PARTITION BY versus GROUP BY

 

 Here’s some more research that I did for the book that didn’t make make the final content.  It's a bit esoteric but interesting. 

In some circumstances you can use PARTITION BY to avoid doing a self-join to a GROUP BY subquery. However, although the PARTITION BY avoids duplicate reads of the table – usually a good thing – it won’t always lead to better performance.

For instance, if I want to create a report that compares each sale value to the average sale value for the product, I might join the sales data to a subquery with a GROUP BY product_id:

WITH /*+ gather_plan_statistics gh_pby1*/

     totals AS (SELECT prod_id,

                   AVG(amount_sold) avg_product_sold

                  FROM sales

                 GROUP BY prod_id)

SELECT prod_id, prod_name, cust_id, time_id, amount_sold,

       ROUND(amount_sold * 100 / avg_product_sold,2) pct_of_avg_prod

  FROM sales JOIN products USING (prod_id)
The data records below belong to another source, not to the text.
PR #3796, opened 2020-02-24
`QueryBuilder`: add support for `datetime.date` objects in filters

### LINKED ISSUE #3794: `QueryBuilder` does not support `datetime.date` types
Reproducible by the following:
```
import datetime
QueryBuilder().append(Node, filters={'ctime': {'<': datetime.date('2018-11-22')}}).all()
```
will raise the following:
```---------------------------------------------------------------------------
ValueError                                Traceback (most recent call last)
<ipython-input-10-bf56c15cbd41> in <module>()
----> 1 builder.all()

/home/aiida/code/aiida/env/3dd/aiida-core/aiida/orm/querybuilder.py in all(self, batch_size)
   2202         :returns: a list of lists of all projected entities.
   2203         """
-> 2204         return list(self.iterall(batch_size=batch_size))
   2205 
   2206     def dict(self, batch_size=None):

/home/aiida/code/aiida/env/3dd/aiida-core/aiida/orm/querybuilder.py in iterall(self, batch_size)
   2157         :returns: a generator of lists
   2158         """
-> 2159         query = self.get_query()
   2160 
   2161         for item in self._impl.iterall(query, batch_size, self._attrkeys_as_in_sql_result):

/home/aiida/code/aiida/env/3dd/aiida-core/aiida/orm/querybuilder.py in get_query(self)
   2018         # whether the query is still valid
   2019 
-> 2020         queryhelp_hash = make_hash(self.get_json_compatible_queryhelp())
   2021         # if self._hash (which is None if this function has not been invoked
   2022         # and is a string (hash) if it has) is the same as the queryhelp

/home/aiida/code/aiida/env/3dd/aiida-core/aiida/common/hashing.py in make_hash(object_to_hash, **kwargs)
    133     """
    134 
--> 135     hashes = _make_hash(object_to_hash, **kwargs)  # pylint: disable=assignment-from-no-return
    136 
    137     # use the Unlimited fanout hashing protocol outlined in

/home/aiida/.virtualenvs/aiida_3dd/lib/python3.7/functools.py in wrapper(*args, **kw)
    838                             '1 positional argument')
    839 
--> 840         return dispatch(args[0].__class__)(*args, **kw)
    841 
    842     funcname = getattr(func, '__name__', 'singledispatch function')

/home/aiida/code/aiida/env/3dd/aiida-core/aiida/common/hashing.py in _(mapping, **kwargs)
    209             (k_digest + _make_hash(val, **kwargs)) for k_digest, val in sorted(hashed_key_mapping(), key=itemgetter(0))
    210         )
--> 211     ) + [_END_DIGEST]
    212 
    213 

/home/aiida/code/aiida/env/3dd/aiida-core/aiida/common/hashing.py in <genexpr>(.0)
    207     return [_single_digest('dict(')] + list(
    208         chain.from_iterable(
--> 209             (k_digest + _make_hash(val, **kwargs)) for k_digest, val in sorted(hashed_key_mapping(), key=itemgetter(0))
    210         )
    211     ) + [_END_DIGEST]

/home/aiida/.virtualenvs/aiida_3dd/lib/python3.7/functools.py in wrapper(*args, **kw)
    838                             '1 positional argument')
    839 
--> 840         return dispatch(args[0].__class__)(*args, **kw)
    841 
    842     funcname = getattr(func, '__name__', 'singledispatch function')

/home/aiida/code/aiida/env/3dd/aiida-core/aiida/common/hashing.py in _(mapping, **kwargs)
    209             (k_digest + _make_hash(val, **kwargs)) for k_digest, val in sorted(hashed_key_mapping(), key=itemgetter(0))
    210         )
--> 211     ) + [_END_DIGEST]
    212 
    213 

/home/aiida/code/aiida/env/3dd/aiida-core/aiida/common/hashing.py in <genexpr>(.0)
    207     return [_single_digest('dict(')] + list(
    208         chain.from_iterable(
--> 209             (k_digest + _make_hash(val, **kwargs)) for k_digest, val in sorted(hashed_key_mapping(), key=itemgetter(0))
    210         )
    211     ) + [_END_DIGEST]

/home/aiida/.virtualenvs/aiida_3dd/lib/python3.7/functools.py in wrapper(*args, **kw)
    838                             '1 positional argument')
    839 
--> 840         return dispatch(args[0].__class__)(*args, **kw)
    841 
    842     funcname = getattr(func, '__name__', 'singledispatch function')

/home/aiida/code/aiida/env/3dd/aiida-core/aiida/common/hashing.py in _(mapping, **kwargs)
    209             (k_digest + _make_hash(val, **kwargs)) for k_digest, val in sorted(hashed_key_mapping(), key=itemgetter(0))
    210         )
--> 211     ) + [_END_DIGEST]
    212 
    213 

/home/aiida/code/aiida/env/3dd/aiida-core/aiida/common/hashing.py in <genexpr>(.0)
    207     return [_single_digest('dict(')] + list(
    208         chain.from_iterable(
--> 209             (k_digest + _make_hash(val, **kwargs)) for k_digest, val in sorted(hashed_key_mapping(), key=itemgetter(0))
    210         )
    211     ) + [_END_DIGEST]

/home/aiida/.virtualenvs/aiida_3dd/lib/python3.7/functools.py in wrapper(*args, **kw)
    838                             '1 positional argument')
    839 
--> 840         return dispatch(args[0].__class__)(*args, **kw)
    841 
    842     funcname = getattr(func, '__name__', 'singledispatch function')

/home/aiida/code/aiida/env/3dd/aiida-core/aiida/common/hashing.py in _(mapping, **kwargs)
    209             (k_digest + _make_hash(val, **kwargs)) for k_digest, val in sorted(hashed_key_mapping(), key=itemgetter(0))
    210         )
--> 211     ) + [_END_DIGEST]
    212 
    213 

/home/aiida/code/aiida/env/3dd/aiida-core/aiida/common/hashing.py in <genexpr>(.0)
    207     return [_single_digest('dict(')] + list(
    208         chain.from_iterable(
--> 209             (k_digest + _make_hash(val, **kwargs)) for k_digest, val in sorted(hashed_key_mapping(), key=itemgetter(0))
    210         )
    211     ) + [_END_DIGEST]

/home/aiida/.virtualenvs/aiida_3dd/lib/python3.7/functools.py in wrapper(*args, **kw)
    838                             '1 positional argument')
    839 
--> 840         return dispatch(args[0].__class__)(*args, **kw)
    841 
    842     funcname = getattr(func, '__name__', 'singledispatch function')

/home/aiida/code/aiida/env/3dd/aiida-core/aiida/common/hashing.py in _make_hash(object_to_hash, **_)
    154     28 byte integer, and only later converted to a string.
    155     """
--> 156     raise ValueError('Value of type {} cannot be hashed'.format(type(object_to_hash)))
    157 
    158 

ValueError: Value of type <class 'datetime.date'> cannot be hashed
```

  JOIN totals USING (prod_id);

 

Of course, that approach requires two full scans of the SALES table (I used an expanded non-partitioned copy of the SH.SALES table from the Oracle sample schema). If we use the PARTITION BY analytic function we can avoid that second scan:

SELECT /*+ gather_plan_statistics gh_pby2*/

       prod_id,prod_name, cust_id, time_id, amount_sold,

       ROUND(amount_sold * 100 /

            AVG(amount_sold) OVER (PARTITION BY prod_name)

       ,2) pct_of_avg_prod

  FROM sales JOIN products USING (prod_id) ;

You’d expect that avoiding two scans of SALES would improve performance. However, in most circumstances the PARTITION BY version takes about twice as long as the GROUP BY version. Here’s some output from Spotlight’s analyse trace module – you can get some of the same information from tkprof if you don’t have Spotlight:

Notice how the version that uses the PARTITION BY clause has less logical IO but more physical IO. You might be thinking that this is something to do with buffer cache contents, but actually it’s a directly related to the WINDOW SORT Step that is characteristic of the analytic operation. You can see this in Spotlight when you look at the plan:

If you don’t have Spotlight, then you could see the same thing in tkprof, but you have to look closely at the step tags:

Analytic functions tend to be very memory intensive. The GROUP BY solution reads the SALES table twice, which requires some extra IO, but the PARTITION BY solution needs much more PGA memory. The default PGA allocation mechanisms – which limit the amount of memory available to individual processes and workeaas to a fraction of the overall PGA Aggregate Target- didn’t allocate enough memory for the operation to complete in memory and hence temporary segment IO resulted. As is so often the case, temporary segment IO overhead exceeded the datafile read overhead.

We can see how much memory was required by using DBMS_XPLAN.DISPLAY_CURSOR, looking at the V$SQL_PLAN entries or – if we have it – Spotlight:

To get it from DBMS_STATS, we could use the MEMSTATS option and provide the SQL_ID from V$SQL:

 

 

The memory wanted isn’t that much – only 163M – a trivial amount in this day and age. This database was running Automatic Memory Management (AMM) with a memory target of about 1.5GB. Oracle didn’t increase the PGA aggregate target even after I’d run this query (badly) several times, but still there was about 450M of PGA which should have been enough. Unfortunately, a single session cannot use all of the PGA target – under 1GB only 200M is available to a single serial session and only half that to a single work area.

In this circumstance I would probably be well advised to opt out of Automatic workarea management and set my own amount of sort memory: something like this:

ALTER SESSION SET workarea_size_policy = manual;

ALTER SESSION SET sort_area_size = 524288000;

(Jonathan lewis has reported a bug in this –see http://jonathanlewis.wordpress.com/2008/11/25/sas-bug/)

Once I do that, the temporary segment IO involved in the PARTITION BY reduces remarkably. However, it’s still slower than the GROUP BY.

The IO for the PARTITION BY is now much less than for the GROUP BY, but the CPU for the PARTITION BY is still much higher. Even when there is lots of memory, PARTITION BY – and many analytical functions – are very CPU intensive. Here we see that even without the temporary segment IO, the WINDOW SORT is the most expensive operation:

I used to think that analytic functions – by avoiding duplicate table reads – offered a performance solution to certain problems. However the more I use them the more often I find that the CPU and memory cost of the analytic function is greater than the IO savings that it enables.

So.... the moral of the story: Analytic functions are very powerful and allow you to improve the clarity and simplicity of a lot of complex SQLs. And there are definitely some things that can only be done in SQL if you use an analytic function solution. However, they are resource intensive – most notably on memory, but also on CPU. In particular, make sure that you don’t inadvertently cause SQL performance to degrade when you move to an analytic function solution because you caused temporary segment IO.